Task requirements.
Check each line of the listing below for the string "realize", then copy every line that has it.

Record set.
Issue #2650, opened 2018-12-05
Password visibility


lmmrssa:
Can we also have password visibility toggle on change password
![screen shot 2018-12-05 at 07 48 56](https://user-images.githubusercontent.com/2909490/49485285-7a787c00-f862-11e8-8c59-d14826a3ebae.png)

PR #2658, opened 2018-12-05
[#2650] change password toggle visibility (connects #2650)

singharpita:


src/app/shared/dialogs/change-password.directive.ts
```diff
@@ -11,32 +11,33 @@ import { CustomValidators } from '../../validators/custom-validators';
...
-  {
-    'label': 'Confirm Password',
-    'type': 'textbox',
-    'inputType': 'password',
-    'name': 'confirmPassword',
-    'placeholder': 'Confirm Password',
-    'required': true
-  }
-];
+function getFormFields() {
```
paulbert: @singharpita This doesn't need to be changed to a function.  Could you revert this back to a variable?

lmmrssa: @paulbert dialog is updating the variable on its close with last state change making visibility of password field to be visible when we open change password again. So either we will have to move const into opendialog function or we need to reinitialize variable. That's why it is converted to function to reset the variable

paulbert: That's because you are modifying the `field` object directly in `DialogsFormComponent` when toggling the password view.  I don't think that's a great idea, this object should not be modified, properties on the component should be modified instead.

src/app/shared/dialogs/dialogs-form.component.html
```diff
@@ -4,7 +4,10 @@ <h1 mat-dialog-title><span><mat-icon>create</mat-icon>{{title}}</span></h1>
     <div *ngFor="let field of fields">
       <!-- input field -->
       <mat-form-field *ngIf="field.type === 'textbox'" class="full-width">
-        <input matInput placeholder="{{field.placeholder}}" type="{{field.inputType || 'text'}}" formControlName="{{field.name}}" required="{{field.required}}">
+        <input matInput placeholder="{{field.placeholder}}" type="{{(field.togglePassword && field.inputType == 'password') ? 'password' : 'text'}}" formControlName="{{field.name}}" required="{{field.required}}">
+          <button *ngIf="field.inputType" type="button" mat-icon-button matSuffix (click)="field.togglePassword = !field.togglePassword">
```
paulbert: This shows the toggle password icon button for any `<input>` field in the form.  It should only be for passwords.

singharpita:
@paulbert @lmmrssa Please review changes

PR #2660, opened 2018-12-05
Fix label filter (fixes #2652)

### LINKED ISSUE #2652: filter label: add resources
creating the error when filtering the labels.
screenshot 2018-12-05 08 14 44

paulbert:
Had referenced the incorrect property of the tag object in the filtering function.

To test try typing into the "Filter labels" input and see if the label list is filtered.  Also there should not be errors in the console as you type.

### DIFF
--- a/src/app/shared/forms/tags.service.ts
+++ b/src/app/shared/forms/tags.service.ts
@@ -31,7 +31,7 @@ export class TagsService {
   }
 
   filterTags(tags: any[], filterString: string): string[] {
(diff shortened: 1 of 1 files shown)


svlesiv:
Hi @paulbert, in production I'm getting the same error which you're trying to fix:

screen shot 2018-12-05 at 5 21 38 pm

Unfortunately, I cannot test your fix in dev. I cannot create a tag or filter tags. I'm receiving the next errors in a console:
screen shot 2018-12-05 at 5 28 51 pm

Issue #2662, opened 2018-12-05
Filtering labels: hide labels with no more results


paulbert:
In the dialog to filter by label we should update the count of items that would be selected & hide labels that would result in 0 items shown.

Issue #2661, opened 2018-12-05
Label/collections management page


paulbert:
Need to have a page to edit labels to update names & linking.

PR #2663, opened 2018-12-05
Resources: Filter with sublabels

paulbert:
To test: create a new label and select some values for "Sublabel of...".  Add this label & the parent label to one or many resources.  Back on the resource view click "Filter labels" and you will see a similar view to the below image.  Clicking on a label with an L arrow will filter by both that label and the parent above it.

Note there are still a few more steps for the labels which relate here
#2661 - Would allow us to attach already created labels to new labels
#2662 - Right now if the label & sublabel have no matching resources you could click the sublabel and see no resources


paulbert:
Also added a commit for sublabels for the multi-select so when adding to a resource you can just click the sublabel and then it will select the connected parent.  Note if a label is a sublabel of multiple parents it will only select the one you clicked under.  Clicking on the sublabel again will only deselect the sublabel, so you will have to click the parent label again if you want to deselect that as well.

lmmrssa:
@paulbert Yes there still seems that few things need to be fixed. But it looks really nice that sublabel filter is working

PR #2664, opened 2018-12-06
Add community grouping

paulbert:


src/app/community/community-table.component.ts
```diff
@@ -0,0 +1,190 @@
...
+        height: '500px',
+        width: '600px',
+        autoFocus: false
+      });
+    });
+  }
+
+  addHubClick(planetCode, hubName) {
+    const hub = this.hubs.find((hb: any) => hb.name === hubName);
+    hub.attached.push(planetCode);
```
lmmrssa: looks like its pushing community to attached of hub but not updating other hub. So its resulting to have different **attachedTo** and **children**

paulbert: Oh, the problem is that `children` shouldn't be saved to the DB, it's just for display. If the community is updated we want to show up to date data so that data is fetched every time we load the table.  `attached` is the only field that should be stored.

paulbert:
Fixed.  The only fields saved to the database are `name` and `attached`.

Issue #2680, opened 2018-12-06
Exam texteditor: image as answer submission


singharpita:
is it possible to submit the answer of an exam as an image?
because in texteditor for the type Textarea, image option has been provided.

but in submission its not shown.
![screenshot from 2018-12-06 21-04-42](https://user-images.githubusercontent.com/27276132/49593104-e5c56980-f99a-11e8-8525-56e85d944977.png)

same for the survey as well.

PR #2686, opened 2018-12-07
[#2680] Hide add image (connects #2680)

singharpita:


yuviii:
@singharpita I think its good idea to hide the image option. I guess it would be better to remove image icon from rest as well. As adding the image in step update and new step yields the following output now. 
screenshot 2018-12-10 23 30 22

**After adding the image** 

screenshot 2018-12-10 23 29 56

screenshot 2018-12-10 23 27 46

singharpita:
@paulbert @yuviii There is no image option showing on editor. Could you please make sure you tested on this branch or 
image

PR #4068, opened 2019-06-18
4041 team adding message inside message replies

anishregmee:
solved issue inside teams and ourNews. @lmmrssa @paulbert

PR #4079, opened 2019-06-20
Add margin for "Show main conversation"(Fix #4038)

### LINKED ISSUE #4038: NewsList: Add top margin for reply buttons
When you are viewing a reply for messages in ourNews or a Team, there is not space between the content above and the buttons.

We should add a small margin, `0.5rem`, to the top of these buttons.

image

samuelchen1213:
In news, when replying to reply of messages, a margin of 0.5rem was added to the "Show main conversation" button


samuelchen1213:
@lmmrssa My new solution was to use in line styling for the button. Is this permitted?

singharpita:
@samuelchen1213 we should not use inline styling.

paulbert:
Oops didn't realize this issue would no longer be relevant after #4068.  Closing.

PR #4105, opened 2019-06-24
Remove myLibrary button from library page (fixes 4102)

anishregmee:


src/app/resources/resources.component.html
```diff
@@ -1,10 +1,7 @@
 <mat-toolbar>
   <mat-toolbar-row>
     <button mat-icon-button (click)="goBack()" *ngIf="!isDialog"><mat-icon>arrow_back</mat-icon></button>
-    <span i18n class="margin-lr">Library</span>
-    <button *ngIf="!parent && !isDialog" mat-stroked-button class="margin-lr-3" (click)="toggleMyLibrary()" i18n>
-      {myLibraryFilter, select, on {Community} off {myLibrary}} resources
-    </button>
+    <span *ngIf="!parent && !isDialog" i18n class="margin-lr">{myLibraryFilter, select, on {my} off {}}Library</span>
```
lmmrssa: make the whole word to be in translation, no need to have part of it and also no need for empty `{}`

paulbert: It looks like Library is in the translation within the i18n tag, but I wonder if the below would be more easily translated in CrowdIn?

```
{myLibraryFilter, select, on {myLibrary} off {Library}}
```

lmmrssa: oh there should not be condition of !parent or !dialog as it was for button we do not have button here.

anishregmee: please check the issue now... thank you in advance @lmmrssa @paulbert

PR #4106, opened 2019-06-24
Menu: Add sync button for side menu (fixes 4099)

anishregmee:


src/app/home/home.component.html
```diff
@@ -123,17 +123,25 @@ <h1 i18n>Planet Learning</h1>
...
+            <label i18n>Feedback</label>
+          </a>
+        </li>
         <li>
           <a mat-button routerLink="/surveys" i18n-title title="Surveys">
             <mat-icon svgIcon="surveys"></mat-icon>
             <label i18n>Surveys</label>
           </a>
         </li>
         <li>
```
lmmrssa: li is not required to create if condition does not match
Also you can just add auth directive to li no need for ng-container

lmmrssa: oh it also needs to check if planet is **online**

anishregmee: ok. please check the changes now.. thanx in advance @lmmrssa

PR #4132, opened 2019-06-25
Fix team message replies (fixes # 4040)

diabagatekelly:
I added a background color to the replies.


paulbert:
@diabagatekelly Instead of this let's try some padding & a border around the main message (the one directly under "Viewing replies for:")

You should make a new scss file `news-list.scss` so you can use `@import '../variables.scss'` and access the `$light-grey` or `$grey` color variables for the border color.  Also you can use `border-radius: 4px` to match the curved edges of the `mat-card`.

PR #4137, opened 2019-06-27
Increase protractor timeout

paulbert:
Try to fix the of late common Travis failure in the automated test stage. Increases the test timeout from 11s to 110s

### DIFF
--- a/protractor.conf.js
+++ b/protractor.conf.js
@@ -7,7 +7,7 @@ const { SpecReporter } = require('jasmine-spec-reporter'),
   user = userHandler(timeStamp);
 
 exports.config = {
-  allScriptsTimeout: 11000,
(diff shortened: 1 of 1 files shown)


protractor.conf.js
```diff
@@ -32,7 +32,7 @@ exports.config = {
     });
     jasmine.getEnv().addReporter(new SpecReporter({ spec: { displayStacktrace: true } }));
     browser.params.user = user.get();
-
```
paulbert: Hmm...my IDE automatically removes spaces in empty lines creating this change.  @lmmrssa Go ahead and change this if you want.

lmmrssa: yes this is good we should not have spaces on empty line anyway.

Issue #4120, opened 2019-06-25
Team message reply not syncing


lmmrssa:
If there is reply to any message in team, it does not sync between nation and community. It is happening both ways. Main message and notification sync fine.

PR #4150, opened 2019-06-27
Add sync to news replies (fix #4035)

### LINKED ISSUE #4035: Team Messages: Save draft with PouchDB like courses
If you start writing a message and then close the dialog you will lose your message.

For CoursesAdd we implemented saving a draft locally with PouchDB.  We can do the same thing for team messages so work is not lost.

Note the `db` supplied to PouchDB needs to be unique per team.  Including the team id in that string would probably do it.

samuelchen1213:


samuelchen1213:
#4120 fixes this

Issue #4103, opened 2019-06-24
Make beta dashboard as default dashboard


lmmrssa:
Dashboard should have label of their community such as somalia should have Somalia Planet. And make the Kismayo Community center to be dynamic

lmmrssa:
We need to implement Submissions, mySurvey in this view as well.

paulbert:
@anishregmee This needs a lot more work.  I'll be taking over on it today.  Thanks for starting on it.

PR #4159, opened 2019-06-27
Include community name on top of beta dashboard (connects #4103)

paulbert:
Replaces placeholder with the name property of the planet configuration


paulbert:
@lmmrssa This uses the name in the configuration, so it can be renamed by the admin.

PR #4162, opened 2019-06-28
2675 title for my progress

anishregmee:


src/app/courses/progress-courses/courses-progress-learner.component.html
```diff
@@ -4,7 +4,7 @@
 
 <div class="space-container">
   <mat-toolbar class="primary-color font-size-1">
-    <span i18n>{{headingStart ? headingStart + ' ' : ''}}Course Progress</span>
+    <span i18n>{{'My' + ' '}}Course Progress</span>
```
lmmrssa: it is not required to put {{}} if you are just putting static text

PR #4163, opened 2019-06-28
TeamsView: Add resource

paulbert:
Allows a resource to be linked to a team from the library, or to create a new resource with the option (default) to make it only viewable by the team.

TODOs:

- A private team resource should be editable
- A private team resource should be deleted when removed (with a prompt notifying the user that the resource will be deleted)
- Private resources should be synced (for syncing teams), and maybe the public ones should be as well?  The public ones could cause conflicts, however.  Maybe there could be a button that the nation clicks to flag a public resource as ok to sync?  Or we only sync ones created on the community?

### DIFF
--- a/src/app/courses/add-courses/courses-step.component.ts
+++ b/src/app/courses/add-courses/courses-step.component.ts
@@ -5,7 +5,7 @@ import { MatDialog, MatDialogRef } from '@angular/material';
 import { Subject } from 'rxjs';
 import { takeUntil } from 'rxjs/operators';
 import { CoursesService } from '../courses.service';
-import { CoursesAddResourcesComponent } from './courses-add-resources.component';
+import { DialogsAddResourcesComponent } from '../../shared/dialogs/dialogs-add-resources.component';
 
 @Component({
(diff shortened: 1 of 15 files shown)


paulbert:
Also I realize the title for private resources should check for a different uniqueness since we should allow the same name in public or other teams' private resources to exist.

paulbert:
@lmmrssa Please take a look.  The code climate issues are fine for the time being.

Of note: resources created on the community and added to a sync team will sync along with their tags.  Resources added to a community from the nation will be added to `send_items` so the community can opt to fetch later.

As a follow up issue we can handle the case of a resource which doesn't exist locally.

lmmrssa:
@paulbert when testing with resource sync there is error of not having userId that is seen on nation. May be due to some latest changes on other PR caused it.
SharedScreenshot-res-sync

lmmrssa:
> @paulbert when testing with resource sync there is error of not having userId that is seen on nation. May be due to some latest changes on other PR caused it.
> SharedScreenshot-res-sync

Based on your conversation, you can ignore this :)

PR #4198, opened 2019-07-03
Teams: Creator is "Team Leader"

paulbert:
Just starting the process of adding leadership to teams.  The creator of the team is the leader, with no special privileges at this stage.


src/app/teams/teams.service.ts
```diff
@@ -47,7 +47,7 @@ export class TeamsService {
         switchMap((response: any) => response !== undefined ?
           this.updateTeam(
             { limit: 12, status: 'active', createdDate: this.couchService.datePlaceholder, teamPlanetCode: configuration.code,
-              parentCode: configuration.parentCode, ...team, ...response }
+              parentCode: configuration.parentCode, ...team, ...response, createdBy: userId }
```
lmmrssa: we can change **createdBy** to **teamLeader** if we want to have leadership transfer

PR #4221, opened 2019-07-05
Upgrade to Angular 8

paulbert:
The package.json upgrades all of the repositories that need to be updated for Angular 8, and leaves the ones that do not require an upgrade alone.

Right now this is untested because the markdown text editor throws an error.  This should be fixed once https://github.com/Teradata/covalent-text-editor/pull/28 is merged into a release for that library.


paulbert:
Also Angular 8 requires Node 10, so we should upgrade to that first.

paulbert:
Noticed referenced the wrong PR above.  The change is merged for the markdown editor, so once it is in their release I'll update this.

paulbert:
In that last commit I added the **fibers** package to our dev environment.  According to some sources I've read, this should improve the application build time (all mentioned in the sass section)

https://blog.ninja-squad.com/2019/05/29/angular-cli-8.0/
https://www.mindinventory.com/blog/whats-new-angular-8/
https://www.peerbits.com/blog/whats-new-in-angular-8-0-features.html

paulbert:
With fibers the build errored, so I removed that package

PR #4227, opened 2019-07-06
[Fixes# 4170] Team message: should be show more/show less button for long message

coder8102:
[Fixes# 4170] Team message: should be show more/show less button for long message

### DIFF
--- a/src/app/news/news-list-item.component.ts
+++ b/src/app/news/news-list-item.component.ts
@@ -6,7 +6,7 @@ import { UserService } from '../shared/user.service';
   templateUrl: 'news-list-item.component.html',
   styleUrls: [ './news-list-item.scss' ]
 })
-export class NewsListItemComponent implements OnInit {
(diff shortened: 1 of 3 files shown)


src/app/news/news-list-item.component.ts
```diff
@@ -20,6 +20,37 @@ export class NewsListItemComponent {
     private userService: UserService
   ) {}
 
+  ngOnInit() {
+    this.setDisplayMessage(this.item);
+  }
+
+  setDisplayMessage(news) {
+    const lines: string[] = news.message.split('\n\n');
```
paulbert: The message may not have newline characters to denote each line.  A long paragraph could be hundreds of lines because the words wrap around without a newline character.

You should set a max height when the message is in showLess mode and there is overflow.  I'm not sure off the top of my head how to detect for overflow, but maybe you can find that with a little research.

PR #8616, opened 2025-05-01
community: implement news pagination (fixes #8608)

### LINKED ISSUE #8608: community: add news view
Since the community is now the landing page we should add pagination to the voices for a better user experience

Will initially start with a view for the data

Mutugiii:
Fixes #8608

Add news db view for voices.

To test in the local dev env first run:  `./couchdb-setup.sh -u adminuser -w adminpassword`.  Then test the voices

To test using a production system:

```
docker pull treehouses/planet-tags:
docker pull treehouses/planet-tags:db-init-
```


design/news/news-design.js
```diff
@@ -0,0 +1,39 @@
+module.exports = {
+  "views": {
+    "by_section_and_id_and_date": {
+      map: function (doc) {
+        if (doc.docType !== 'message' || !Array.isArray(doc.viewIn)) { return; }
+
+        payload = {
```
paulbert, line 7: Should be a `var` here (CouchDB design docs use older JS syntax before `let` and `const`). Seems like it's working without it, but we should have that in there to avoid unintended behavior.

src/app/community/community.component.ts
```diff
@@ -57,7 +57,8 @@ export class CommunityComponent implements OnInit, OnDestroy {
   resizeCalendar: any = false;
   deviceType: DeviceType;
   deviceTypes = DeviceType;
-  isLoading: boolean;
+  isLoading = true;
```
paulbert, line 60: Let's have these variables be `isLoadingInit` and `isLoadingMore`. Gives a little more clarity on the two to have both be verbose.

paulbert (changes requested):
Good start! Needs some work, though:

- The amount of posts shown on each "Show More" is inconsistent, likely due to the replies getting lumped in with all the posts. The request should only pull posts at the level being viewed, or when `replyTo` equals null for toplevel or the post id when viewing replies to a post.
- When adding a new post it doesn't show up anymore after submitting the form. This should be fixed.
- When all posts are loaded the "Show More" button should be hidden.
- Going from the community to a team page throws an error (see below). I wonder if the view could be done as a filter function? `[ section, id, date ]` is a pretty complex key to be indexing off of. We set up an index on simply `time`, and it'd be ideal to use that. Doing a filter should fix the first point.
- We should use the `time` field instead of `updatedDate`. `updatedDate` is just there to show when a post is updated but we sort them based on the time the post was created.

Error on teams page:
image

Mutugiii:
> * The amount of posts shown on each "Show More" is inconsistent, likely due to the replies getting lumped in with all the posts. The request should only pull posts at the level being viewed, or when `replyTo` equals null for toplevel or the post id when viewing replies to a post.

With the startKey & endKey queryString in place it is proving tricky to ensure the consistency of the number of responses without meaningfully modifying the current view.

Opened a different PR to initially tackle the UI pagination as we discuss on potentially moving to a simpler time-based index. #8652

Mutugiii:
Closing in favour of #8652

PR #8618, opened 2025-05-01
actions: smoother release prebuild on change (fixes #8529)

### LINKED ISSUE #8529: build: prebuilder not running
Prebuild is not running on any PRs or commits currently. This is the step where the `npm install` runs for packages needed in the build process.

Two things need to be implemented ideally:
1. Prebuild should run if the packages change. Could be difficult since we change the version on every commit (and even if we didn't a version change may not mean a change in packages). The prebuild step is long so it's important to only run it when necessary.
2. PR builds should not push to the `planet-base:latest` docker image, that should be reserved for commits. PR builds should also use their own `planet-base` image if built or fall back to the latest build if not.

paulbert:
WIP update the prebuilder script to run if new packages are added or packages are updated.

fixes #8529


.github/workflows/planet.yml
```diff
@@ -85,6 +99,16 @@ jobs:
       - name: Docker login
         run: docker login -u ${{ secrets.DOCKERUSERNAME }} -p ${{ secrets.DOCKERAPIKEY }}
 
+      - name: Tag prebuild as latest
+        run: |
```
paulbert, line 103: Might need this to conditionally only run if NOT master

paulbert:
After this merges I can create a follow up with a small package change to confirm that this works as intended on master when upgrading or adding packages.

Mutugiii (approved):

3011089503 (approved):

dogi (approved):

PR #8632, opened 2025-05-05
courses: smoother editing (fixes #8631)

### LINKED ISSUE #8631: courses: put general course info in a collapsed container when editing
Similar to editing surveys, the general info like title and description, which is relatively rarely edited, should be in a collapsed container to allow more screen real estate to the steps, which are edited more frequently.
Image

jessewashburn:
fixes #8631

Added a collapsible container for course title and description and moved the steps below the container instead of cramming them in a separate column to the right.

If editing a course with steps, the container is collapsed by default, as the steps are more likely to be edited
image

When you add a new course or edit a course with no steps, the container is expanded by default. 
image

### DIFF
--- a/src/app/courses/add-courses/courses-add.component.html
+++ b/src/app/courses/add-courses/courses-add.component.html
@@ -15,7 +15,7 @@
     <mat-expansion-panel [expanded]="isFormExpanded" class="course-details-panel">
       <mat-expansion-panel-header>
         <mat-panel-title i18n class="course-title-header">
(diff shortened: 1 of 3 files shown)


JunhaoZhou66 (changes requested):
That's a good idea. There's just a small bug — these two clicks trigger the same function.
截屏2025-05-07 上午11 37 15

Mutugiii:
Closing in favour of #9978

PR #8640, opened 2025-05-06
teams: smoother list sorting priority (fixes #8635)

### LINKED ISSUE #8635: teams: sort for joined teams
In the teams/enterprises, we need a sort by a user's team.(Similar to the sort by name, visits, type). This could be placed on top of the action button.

Expected output.
Oops didn't realize this issue would no longer be relevant after #4068.  Closing.
Also I realize the title for private resources should check for a different uniqueness since we should allow the same name in public or other teams' private resources to exist.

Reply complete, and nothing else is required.